In this paper, a fast and parallelizable method based on Gaussian processes (GPs) is introduced to emulate computer models that simulate the formation of binary black holes (BBHs) through the evolution of pairs of massive stars. Two obstacles that arise in this application are the a priori unknown conditions of BBH formation and the large scale of the simulation data. We address them by proposing a local emulator which combines a GP classifier and a GP regression model. The resulting emulator can also be utilized in planning future computer simulations through a proposed criterion for sequential design. By propagating uncertainties of simulation input through the emulator, we are able to obtain the distribution of BBH properties under the distribution of physical parameters.
IM is a recipient of the Australian Research Council Future Fellowship FT190100574. IM acknowledges support from the Australian Research Council Centre of Excellence for Gravitational Wave Discovery (OzGrav), through project number CE17010000. This work was also supported by EPSRC grant no. EP/R014604/1 and a Natural Sciences and Engineering Research Council of Canada Discovery Grant.

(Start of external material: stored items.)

Issue #929, opened 2016-10-13
Apt can't authenticate package


seocam:
- Puppet: 4.3.2
- Ruby: 2.1.5p273
- Distribution: Debian 8.3
- Module version: 0.4.0

### How to reproduce (e.g Puppet code you use)

`include nginx`

### What are you seeing

I'm receiving daily emails from my cron with the following content:

```
Cron <root@74f4a22b-web> test -x /usr/sbin/anacron || ( cd / && run-parts --report /etc/cron.daily )

/etc/cron.daily/apt: WARNING: The following packages cannot be authenticated!

nginx
```

If I run `apt-get update` I get:
```
W: GPG error: http://nginx.org jessie Release: The following signatures were invalid: KEYEXPIRED 1471427554
```

### What behaviour did you expect instead

Nginx packages should be correctly authenticated using GPG key provided by nginx.org

### Any additional information you'd like to impart

If I download the key and add to the servers manually I stop to get the errors.

```
wget https://nginx.org/keys/nginx_signing.key
sudo apt-key add nginx_signing.key
```

wyardley:
Seems similar to this issue (though of course different key):
https://puppet.com/blog/updated-puppet-gpg-signing-key
https://tickets.puppetlabs.com/browse/MODULES-3307
We also have a ticket for discussion of moving the signing key into the module itself, rather than pulling it directly from the nginx site (#651); this in and of itself might not fix this problem, but maybe we could add some code around it?

Not sure if anyone can think of a clean way to update the key without resorting to the hackery in the examples in the links above.

emrtldrgn:
Is there a reason that you are just not using the ppa?
`
apt::ppa { 'ppa:nginx/stable':
    ensure => present,
  }
`

wyardley:
Not sure what that is; you're welcome to contribute a pull request if you'd like, and someone can review it. Keep in mind, though, that we're moving towards making the non-vendor repository non-default very shortly

I don't think that will address the issue when signing keys expire though, will it?

kwisatz:
I'm seeing the same as OP, but the key doesn't seem to be outdated. Even when importing the nginx_signing.key manually, apt still refuses to authenticate them:

```
root@front1:~# apt-key list
/etc/apt/trusted.gpg
--------------------
pub   2048R/7BD9BF62 2011-08-19 [expires: 2024-06-14]
uid                  nginx signing key <signing-key@nginx.com>
```

[...]

PR #967, opened 2016-11-10
fix apt::source to use global ppa

micah-uber:
Fix source to use ppa that is available for nginx which will also solve #929

### DIFF
--- a/manifests/package/debian.pp
+++ b/manifests/package/debian.pp
@@ -33,17 +33,13 @@ class nginx::package::debian(
 
     case $package_source {
       'nginx', 'nginx-stable': {
-        apt::source { 'nginx':
-          location => "http://nginx.org/packages/${distro}",
-          repos    => 'nginx',
-          key      => '573BFD6B3D8FBC641079A6ABABF5BD827BD9BF62',
+        apt::ppa { 'ppa:nginx/stable':
+          ensure => present,
         }
       }
       'nginx-mainline': {
-        apt::source { 'nginx':
-          location => "http://nginx.org/packages/mainline/${distro}",
-          repos    => 'nginx',
-          key      => '573BFD6B3D8FBC641079A6ABABF5BD827BD9BF62',
+        apt::ppa { 'ppa:nginx/stable':
+          ensure => present,
         }
       }
       'passenger': {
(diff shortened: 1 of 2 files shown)


manifests/package/debian.pp
```diff
@@ -33,17 +33,13 @@
...
+        apt::ppa { 'ppa:nginx/stable':
+          ensure => present,
         }
       }
       'nginx-mainline': {
-        apt::source { 'nginx':
-          location => "http://nginx.org/packages/mainline/${distro}",
-          repos    => 'nginx',
-          key      => '573BFD6B3D8FBC641079A6ABABF5BD827BD9BF62',
+        apt::ppa { 'ppa:nginx/stable':
```
hunner: mainline is `ppa:nginx/development` according to https://launchpad.net/~nginx/+archive/ubuntu/development

wyardley:
@micah-uber: thanks! I think it's still been working in the acceptance tests and in my quick functional tests, but spoke to folks in the community meeting, and it seems like moving to ppa is a fine way to go.
Would you mind resolving the test errors, resolving @hunner's feedback above, and switching to https (this will then preempt #939)

Generally, with voxpupuli modules, they want the commits commits to all be squashed to one, so if you can squash as well (interactive rebase / force-push), that would be great.

wyardley:
A bunch of the failures have this error: `apt::ppa is not currently supported on Debian. at /home/travis/build/voxpupuli/puppet-nginx/spec/fixtures/modules/apt/manifests/ppa.pp:14 on node testing-worker-linux-docker-481429b0-3451-linux-10.prod.travis-ci.org`

wyardley:
It sounds like ppa is Ubuntu specific.

3flex:
As @wyardley said PPAs are Ubuntu specific. I don't see a good reason to make this change, unless the PPA were only used on Ubuntu and the current method were still used for other Debian-derived distros, but even then I don't think it's a good idea to have the development or mainline versions come from any source other than nginx.org for consistency's sake.

wyardley:
I'm going to close this one, though I agree we still do need to get a handle on things if there's a problem with signing key somewhere.

If you're seeing problems with the signing keys on new installs, can you open a new issue and provide `apt-cache policy nginx` output as well as the package related settings from your config, or else propose a new PR that reworks this in a way that preserves Debian support? I personally think it's probably not a good idea to use a different package install strategy for Ubuntu here.

PR #1159, opened 2017-11-21
Use $service_name for service resource title.

### LINKED ISSUE #1158: Service resource name conflicts with system service

- Puppet: 5.2
- Ruby: 2.3.3
- Distribution: Debian 9
- Module version: master

```
class { 'nginx':
        service_manage  => true,
        service_name    => "maverick-nginx",
    }
```

```
service { "nginx":
 ensure => stopped,
 enable => false
}
```

## What are you seeing
Because the puppet-nginx service manifest calls `service { 'nginx':`, if you want to use puppet-nginx to manage a custom nginx service (eg. 'maverick-nginx' in this instance), you cannot also control the default system nginx service (eg. to turn it off as in the fragment above).  This is a perfectly valid scenario.

```
Error: Evaluation Error: Error while evaluating a Resource Statement, Evaluation Error: Error while evaluating a Resource Statement, Cannot alias Service[system-nginx] to ["nginx"] at /srv/maverick/software/maverick/manifests/init.pp:205; resource ["Service", "nginx"] already declared at /srv/maverick/software/maverick/manifests/puppet-modules/nginx/manifests/service.pp:53 at /srv/maverick/software/maverick/manifests/init.pp:205:13  at /srv/maverick/software/maverick/manifests/maverick-modules/maverick_web/manifests/nginx.pp:26 on node maverick-up.home
```

Control of both services should be possible.

fnoop:
This allows to specify a custom service name such as 'custom-nginx', while also separately controlling the system nginx service outside of puppet-nginx module.

Closes #1158

### DIFF
--- a/manifests/init.pp
+++ b/manifests/init.pp
@@ -150,7 +150,7 @@ class nginx (
   $service_ensure                                            = running,
   $service_flags                                             = undef,
   $service_restart                                           = undef,
-  $service_name                                              = "nginx",
+  $service_name                                              = 'nginx',
   $service_manage                                            = true,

We thank Jim Barrett and Simon Stevenson for contributions to early testing data and discussions. Simulations in this paper made use of the COMPAS rapid binary population synthesis code, which is freely available at http://github.com/TeamCOMPAS/COMPAS. The authors would like to thank the Isaac Newton Institute for Mathematical Sciences, for support and hospitality during the program “Uncertainty quantification for complex systems: theory and methodologies” and also the Statistical and Applied Mathematical Sciences Institute’s program on Statistical, Mathematical and Computational Methods for Astronomy where work on this paper was initially undertaken. IM acknowledges affiliation with the Australian Research Council Centre of Excellence for Gravitational Wave Discovery (OzGrav), and Birmingham Institute for Gravitational Wave Astronomy and School of Physics and Astronomy at University of Birmingham.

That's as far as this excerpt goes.